Rwanda
When doctors diagnosed Lillian with cervical cancer, "it was a really scary moment." But a new, tailored treatment gave the 30-year-old Rwandan woman hope.
"The medical diagnosis was very scary, my husband couldn't believe it," Lillian, whose name has been changed, told AFP. "We had heard it was incurable, so it was a really scary time," she continued.And her fears were not unfounded.
Cervical cancer is the most common cancer among women in Rwanda, affecting 42 out of every 100,000 individuals (compared to just over 13 out of every 100,000 worldwide), according to Rwanda's National Institute of Statistics.
According to the World Health Organization (WHO), 940 women died of uterine cancer in 2019 in the Great Lakes country of just over 13 million people.
Many women dread getting screened, due to the fear and stigma surrounding the disease. Cervical cancer is the most common cancer among women with HIV, according to UNAIDS.
And those who are diagnosed often think that treatment is out of reach, unless they live in a big city.
For Lillian, who lives in a village three hours east of the capital Kigali, being cancer-free less than four months after diagnosis was a fantasy.
But in 2020, Rwanda decided to test a new device that treats precancerous lesions with heat and can be used in countries with limited access to advanced medical equipment or facilities.
"The nurse who treated me used a small gadget that looked like a gun. It's uncomfortable but not painful even though it uses heat to kill cancerous lesions," Lillian says.
- Energy efficient -
The portable thermocoagulator, suitable for low- and middle-income countries, is a probe-like device that uses a battery, and thus can be deployed in remote areas where access to electricity is intermittent.
"The device works by applying heat to the cervix, causing abnormal cells to die," Christine Musabyeyezu, a nurse at the Remera health center in Kigali, told AFP.
This technology, according to the nurse, is a much cheaper and less energy-consuming alternative to cryotherapy - which aims to destroy the lesion by freezing - and is also easy to use, requiring minimal training for health workers.
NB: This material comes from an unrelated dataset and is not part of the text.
PR #1399, opened 2024-06-18
Move Tristan to Emeritus and add @nslaughter as Approver

tylerbenson:
I've also removed employer from those with Emeritus status as it's easy to become outdated.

The portable thermocoagulator, on the other hand, is energy-efficient, providing one week of use, or about 140 treatments, before needing to be recharged.
In Rwanda, this treatment is now a central part of the fight against cervical cancer, especially in rural areas.
- Better screening -
Health workers also hope that technological advances will generally lead to better cancer diagnosis. Rwanda is currently testing an app that provides a diagnosis in seconds.
The mobile app works with a machine that uses acetic acid to determine the presence of cancerous lesions in the cervix.
According to Marisol Touraine, former French health minister and now president of Unitaid, an international organization that aims to reduce the price of drugs and supports clinical trials in Rwanda, more than 300,000 women die of cervical cancer each year worldwide.
The vast majority of these deaths - about 90% - occur in low-income countries "because they were not detected in time, because they were not treated in time," Touraine told AFP during a trip to Rwanda.
The number of Rwandan women coming for screening is increasing, which is good news.
"There is always a queue here of women coming to be screened for cervical cancer, more than for any other medical test," argued nurse Christine Musabyeyezu.
"It's a good thing because when they get screened early, they can be treated early," she says.